Die kalifornische Justiz hat in einem Bericht zum Entführungsfall von Jaycee Lee Dugard schwere Fehler zugegeben. Demnach hatten Beamte mit dem Entführungsopfer Kontakt, bevor dieses nach 18 Jahren Gefangenschaft und sexuellem Missbrauch im vergangenen August entdeckt wurde. Wie die „Los Angeles Times“ berichtete, sprachen Justizbeamte mit der jungen Frau und ihrer älteren Tochter, lange bevor das Verbrechen aufflog.

Die Zeitung beruft sich auf den veröffentlichten Bericht der kalifornischen Behörden. Aus ihm geht hervor, warum sich der bankrotte Bundesstaat kürzlich zu einer Entschädigung von 20 Millionen Dollar (etwa 16 Millionen Euro) für Dugard bereiterklärt hatte. Die heute 30-jährige Dugard war mit elf Jahren von dem vorbestraften Sexualtäter Phillip Garrido und seiner Frau Nancy entführt und bis zu ihrer Rettung im August 2009 sexuell missbraucht worden. Garrido ist der Vater von ihren heute 12- und 15-jährigen Töchtern.
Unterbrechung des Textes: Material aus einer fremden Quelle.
Issue #2689, opened 2025-12-07
Support running TCG-accelerated QEMU


LordaeronESZ:
### Target
Compile a qemu-system-x86_64 statically and prepare the necessary pc-bios, rootfs, and Linux kernel, then attempt to run the emulator. If it fails to run, try introducing new features for Asterinas or fixing existing bugs.

### Current issues
- [ ] The prctl parameter `PR_SET_TIMERSLACK` is not implemented.

LordaeronESZ:
After solving the issues aformentioned, we can use TCG-accelerated qemu-system-x86_64 to boot a Linux kernel with a simple rootfs built by buildroot. Here is my screenshot when I test it.

<img width="2524" height="964" alt="Image" src="https://github.com/user-attachments/assets/c7dfe186-64dc-4d51-bd56-2c2708a1cd3e" />

PR #2690, opened 2025-12-07
Add `timer_slack` field in `PosixThread` and implement related methods.

LordaeronESZ:
As #2689 explained, I found the issue that the prctl parameter `PR_SET_TIMERSLACK` is not implemented in Asterinas. 

``` bash
/ext2/qemu-test # ls
bzImage             pc-bios             rootfs.ext4
output.log          qemu-system-x86_64  run_static_tcg.sh
/ext2/qemu-test # ./run_static_tcg.sh
[    71.426] ERROR: Uncaught panic:
        not yet implemented
        at /root/asterinas/kernel/src/syscall/prctl.rs:163
        on CPU 0 by thread Some(Thread { task: (Weak), data: Any { .. }, is_exited: false, cpu_affinity: AtomicIdSet { bits: [1], phantom: PhantomData<ostd::cpu::id::CpuId> }, sched_attr: SchedAttr { policy: SchedPolicyState { kind: AtomicSchedPolicyKind(2), policy: UnsafeCell { .. } }, last_cpu: AtomicCpuId(0), real_time: RealTimeAttr { prio: 99, time_slice: 59486260 }, fair: FairAttr { weight: 1024, pending_weight: 0, vruntime: 2055674966 } } })
```

In this pr, I add support for it and some other related fields and methods. However, I do not use `timer_slack_ns` for any usage, it is just a placeholder for now.


kernel/src/process/posix_thread/mod.rs
```diff
@@ -312,6 +317,32 @@ impl PosixThread {
...
+    }
+
+    /// Returns the default timer slack value in nanoseconds.
+    pub fn default_timer_slack_ns(&self) -> u64 {
+        self.default_timer_slack_ns.load(Ordering::Relaxed)
+    }
+
+    /// Sets the default timer slack value in nanoseconds.
+    pub fn set_default_timer_slack_ns(&self, slack_ns: u64) {
+        self.default_timer_slack_ns.store(slack_ns, Ordering::Relaxed);
```
tatetian: Need to implement the correct behavior on how the default timer slack is determined. The man page of fork says:

> The default timer slack value is set to the parent's current timer slack value.

So when a child process / thread is forked or cloned, its current and default timer slack value are set to the value of its parent's current timer slack. After the child is up and running, its default timer slack cannot be changed. This means that `PosixThread` should not have a `set_default_timer_slack_ns` method.

To do so, you need to add a new method, `default_timer_slack`, to `PosixThreadBuilder` (no need for a `timer_slack` method) and call this new method [when `clone`ing a thread](https://github.com/asterinas/asterinas/blob/85ca6b8934417635ea6ec3cd1b6150b02c329cf7/kernel/src/process/clone.rs#L325).

kernel/src/syscall/prctl.rs
```diff
@@ -159,8 +175,8 @@ impl PrctlCmd {
             PR_SET_DUMPABLE => Ok(PrctlCmd::PR_SET_DUMPABLE(Dumpable::try_from(arg2)?)),
             PR_SET_NAME => Ok(PrctlCmd::PR_SET_NAME(arg2 as _)),
             PR_GET_NAME => Ok(PrctlCmd::PR_GET_NAME(arg2 as _)),
-            PR_GET_TIMERSLACK => todo!(),
-            PR_SET_TIMERSLACK => todo!(),
+            PR_GET_TIMERSLACK => Ok(PrctlCmd::PR_GET_TIMERSLACK),
+            PR_SET_TIMERSLACK => Ok(PrctlCmd::PR_SET_TIMERSLACK(arg2)),
```
tatetian, line 177: Update [the `prctl` section](https://github.com/asterinas/asterinas/tree/85ca6b8934417635ea6ec3cd1b6150b02c329cf7/book/src/kernel/linux-compatibility/syscall-flag-coverage/namespaces-cgroups-and-security#prctl) of the Book and its SCML file.

kernel/src/process/posix_thread/mod.rs
LordaeronESZ: Based on your suggestions, I have modified my code.

In addition, I used LLM to write a simple test program for me:

``` c
#include <stdio.h>
#include <sys/prctl.h>
#include <unistd.h>
#include <sys/types.h>
#include <sys/wait.h>

int main() {
    // 测试1：获取当前 timer slack
    long current_slack = prctl(PR_GET_TIMERSLACK);
    printf("Current timer slack: %ld ns\n", current_slack);
    
    // 测试2：设置新的 timer slack
    long new_slack = 100000; // 100 us
    if (prctl(PR_SET_TIMERSLACK, new_slack) == 0) {
        printf("Set timer slack to %ld ns\n", new_slack);
        
        // 验证设置是否成功
        long verify_slack = prctl(PR_GET_TIMERSLACK);
        printf("Verified timer slack: %ld ns\n", verify_slack);
    } else {
        perror("PR_SET_TIMERSLACK failed");
    }
    
    // 测试3：测试继承（fork）
    pid_t pid = fork();
    if (pid == 0) {
        // 子进程
        long child_slack = prctl(PR_GET_TIMERSLACK);
        printf("Child timer slack (inherited): %ld ns\n", child_slack);
        
        // 修改子进程的 slack
        prctl(PR_SET_TIMERSLACK, 200000);
        printf("Child set timer slack to 200000 ns\n");
    } else if (pid > 0) {
        // 父进程
        wait(NULL);
        long parent_slack = prctl(PR_GET_TIMERSLACK);
        printf("Parent timer slack (should still be %ld): %ld ns\n", new_slack, parent_slack);
    }
    
    // 测试4：重置为默认值
    if (prctl(PR_SET_TIMERSLACK, 0) == 0) {
        long default_slack = prctl(PR_GET_TIMERSLACK);
        printf("Reset to default slack: %ld ns\n", default_slack);
    }
    
    return 0;
}
```

And it has been verified that the program behaves in a consistent manner with my local Linux environment.

slack

PR #2693, opened 2025-12-08
Update README for FAST'26 news

tatetian:


tatetian:
Bypass the merge rules for this trivial PR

Wie die Justiz jetzt bekennt, hatten Beamte bei ihrer Überprüfung von Garrido auch mit Dugard und der älteren Tochter gesprochen. Sie schöpften aber keinen Verdacht und gingen der Identität der jungen Mutter und ihrer beiden Kinder nicht weiter nach. Das Ehepaar Garrido hatte die Entführte und später auch ihre Kinder in einem Zelt in ihrem Garten untergebracht.